Table 2 compares the satellite visibility and the corresponding PDOP, VDOP, and HDOP values for five constellation configurations, where the first four are all within BDS constellations. We can conclude that, over the 3 h, IGSOs and GEOs of BDS considerably contributed to the DOPs, owing to their unique coverage performance in China. IGSOs contribute more to VDOP, and GEOs contribute more to HDOP. Therefore, it is worthwhile to explore, specifically, the merits of IGSOs and GEOs in BDS-R. Meanwhile, GPS is better than MEO alone.
SNR can be used to describe the strength and quality of GNSS signal reception, and it is worth noting the SNR of the reflected signals from the device. Figure 4 shows the SNR of BDS as a function of elevation angle, and the mean value is fitted. Figure 5 demonstrates some SNR samples of B1I signals from GEO (C02), IGSO (C09), MEO (C30), and GPS (G27) satellites. It can be observed that the reflected signal has two different characteristics. On the one hand, the SNR of the reflected signal is overall lower than that of the direct signal. The SNR of direct signals generally fluctuate within the range of 35 to 52 dB-Hz most of the time, while the SNR of the reflected signal generally fluctuate within the range of 25 to 45 dB-Hz most of the time, and are below 20 dB-Hz for some epochs. The average difference between two SNR is about 7.16 dB-Hz. On the other hand, with the increase in elevation angle, the SNR of the reflected signal is not strictly increasing, and there is oscillation in the process.
The multipath effect is another aspect that we were interested in. Figure 6 shows the DD carrier phase residuals of all available satellites. Due to the specific background selected, complex multipaths from the surrounding environment were rare. The multipath of residual reaction mainly came from the interference effect of direct signal and reflected signal. On the one hand, the residuals of GEOs were still not zero at the time average of 3 h, which may be caused by the multipath effect on the GEOs or the stable geometric multipath effect. On the other hand, the high elevation characteristic of IGSOs minimized the residual RMS value.
The analysis of SNR and residuals shows that the experiment is still affected by multiple paths, especially reflected signals. For the carrier phase, when the ambiguity is correctly fixed, high-precision altimetry results can be obtained. In our experimental configuration, the potential effect of the strong multipath was to reduce the fixed rate of integer ambiguity.

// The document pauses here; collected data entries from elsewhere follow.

PR #431, opened 2022-06-01
Fix outdated guide section (React-like foo, set_foo)

AOx0:
I was reading the guide and I crossed upon a pair of examples that were not valid. So I updated them.


rMazeiks (approved):

jkelleyrtp:
Thank you!!

PR #434, opened 2022-06-09
fix(desktop): makes release build working

CGQAQ:
https://github.com/tauri-apps/wry/blob/454bf18084cd5f8879f2982d1c107719aa25a9d9/src/webview/mod.rs#L474-L477

open_devtools requires feature `devtools` or debug build

which this line of code used. so we need add this feature
https://github.com/DioxusLabs/dioxus/blob/fe1279a1c591a9ba57feb82a5162e076c940817b/packages/desktop/src/desktop_context.rs#L215

### DIFF
--- a/packages/desktop/Cargo.toml
+++ b/packages/desktop/Cargo.toml
@@ -20,7 +20,7 @@ serde = "1.0.136"
 serde_json = "1.0.79"
 thiserror = "1.0.30"
 log = "0.4.14"
-wry = { version = "0.16.0", features = ["devtools"] }
+wry = { version = "0.16.0" }
 futures-channel = "0.3.21"
 tokio = { version = "1.16.1", features = [
     "sync",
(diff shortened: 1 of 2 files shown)


rMazeiks:
Hi, thanks for the PR!

I can see why you made this change, but unfortunately, I don't think devtools should be available in release builds. Devtools should just be used for debugging, in development builds.

I think it would be better if the usage of devtools was disabled altogether in release builds – that would fix this issue as well. So, for example, [this line](https://github.com/DioxusLabs/dioxus/blob/0ac5e76d98f63de3b7e6593dcb6720532b8e5cde/packages/desktop/src/desktop_context.rs#L215) should have conditional compilation: in release builds, it should `log::warn!("Devtools are disabled in release builds")`.

In case the developer wishes to re-enable release devtools, we can put this behind a feature flag. But by default, I think devtools should be 100% disabled, just like in Wry.

CGQAQ:
Thanks for replying, @rMazeiks , I think you are right and I changed it. If anything else needs to be changed please let me know.

rMazeiks (approved):

jkelleyrtp:
Looks great. Thank you @rMazeiks and @CGQAQ !

PR #436, opened 2022-06-09
remove style attributes correctly for the js interpreter

### LINKED ISSUE #435: Style attributes are not removed with the web interpreter
**Problem**

In the web interpreter, style attributes are treated the same as normal attributes when removing attributes, which fails.

**Steps To Reproduce**
1. Run:
```rust
use dioxus::prelude::*;

fn main() {
    dioxus::web::launch(app);
}

    let clicked = use_state(&cx, || false);
    if *clicked.get() {
        cx.render(rsx! {
            div {
                "This has been clicked"
            }
        })
    } else {
        cx.render(rsx! {
            div {
                background_color: "red",
                width: "100px",
                height: "100px",
                onmouseup: |_| {
                    clicked.set(true);
                }
            }
        })
    }
}
```
2. click on the red div

**Expected behavior**

The attribute that was removed should be removed in the html.

**Environment:**
 - Dioxus version: master
 - Rust version: 1.61.0
 - OS info: Windows
 - App platform: web, and desktop

**Questionnaire**

ealmloff:
If the namespace of an attribute being removed is style use style.removeProperty instead of removeAttributeNS.

fixes #435

### DIFF
--- a/packages/interpreter/src/interpreter.js
+++ b/packages/interpreter/src/interpreter.js
@@ -140,7 +140,9 @@ export class Interpreter {
   RemoveAttribute(root, field, ns) {
     const name = field;
     const node = this.nodes[root];
-    if (ns !== null || ns !== undefined) {
+    if (ns == "style") {
+      node.style.removeProperty(name);
+    } else if (ns !== null || ns !== undefined) {
       node.removeAttributeNS(ns, name);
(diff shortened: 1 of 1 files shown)


jkelleyrtp (approved):
Thank you!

In addition to using DD observations to reduce the influence of multipath, our data processing also included two measures: firstly, the SNR threshold (30 dB-Hz) was set in the data preprocessing stage to ensure the reliability of the observations and secondly, the residual validation was carried out to reduce the influence of abnormal observations on the results.

3.1.3. Results and Analysis

The receiver-to-ground height solutions were derived individually from the five configurations of satellite constellations listed in Table 2. The height errors without QC, and their statistics, are shown in Figure 7 and Table 3. We retained the fixed solutions (blue line) as well as the float solutions (red line).
Figure 7c performs the best in the first four of BDS constellation configurations, which demonstrates that IGSOs play a prominent role in improving the precision of BDS MEO constellation. The contribution of GEOs was less than that of IGSOs, by comparing Figure 7b,c. According to the previous analysis, IGSOs usually have a higher elevation angle compared to GEOs (see Figure 5). Higher elevation angles can obtain more left-hand components of reflected signals [35,36], so IGSOs are more conducive to obtaining high-quality reflected signals. At the same time, IGSOs contributed more to the VDOP value than GEOs, which is very favorable for the experimental configuration we adopted, considering that the precision of the height results is more related to the positioning precision of the vertical direction. In addition, GPS was somehow better than MEOs of BDS. due to its preferable satellite visibility and fixed rate.
Note that, except for the short initialization (around 38 s for BDS) in Figure 7, there are some float point solutions (red line) retained when their errors are within 0.1 m. Likewise, there may have a few fixed solutions being ruled out because their errors exceed 0.1 m, such as a small period after 2.5 h in Figure 7a,e. Hereafter, we only focus on the IGSO-included constellations of BDS and GPS for comparison. What is more, we will see the QC performance of identifying outliers, with the threshold set as 10 cm (upper panel in Figure 8) or 5 cm (lower panel in Equation (10)) in real-time processing.
Figure 8 and Table 4 confirm the efficacy of the QC method from two perspectives. Firstly, it accurately identifies all outliers in both fixed and float solutions. Secondly, with a mere 0.3% false rejection rate for BDS-R solutions, the QC method effectively distinguishes real-time processing solutions with centimeter-level precision. We can conclude that the presented QC method, under the tested installation deployment, will be beneficial for real-time altimetry, even in other challenging environments. It is worth noting that our threshold value is obtained through experience, and that the specific value may be related to the DOP value and experimental configuration to some extent. At the same time, too strict a threshold (0.05 m) might lead to discontinuity, such as in Figure 8f. Therefore, a dynamic adaptive threshold needs to be further studied.
The performance of low-cost BDS-R was evaluated by a land altimetry experiment, while exploring the contributions of IGSOs and GEOs. It concluded that BDS-R can achieve real-time centimeter-level land altimetry with 1 s temporal resolution, and that IGSOs play a prominent role in improving the precision of BDS-R. It can be concluded that, if good satellite visibility is available, a fixed rate of over 90% (or even 99.6%) and centimeter-level real-time land altimetry precision can be achieved for low-cost BDS-R.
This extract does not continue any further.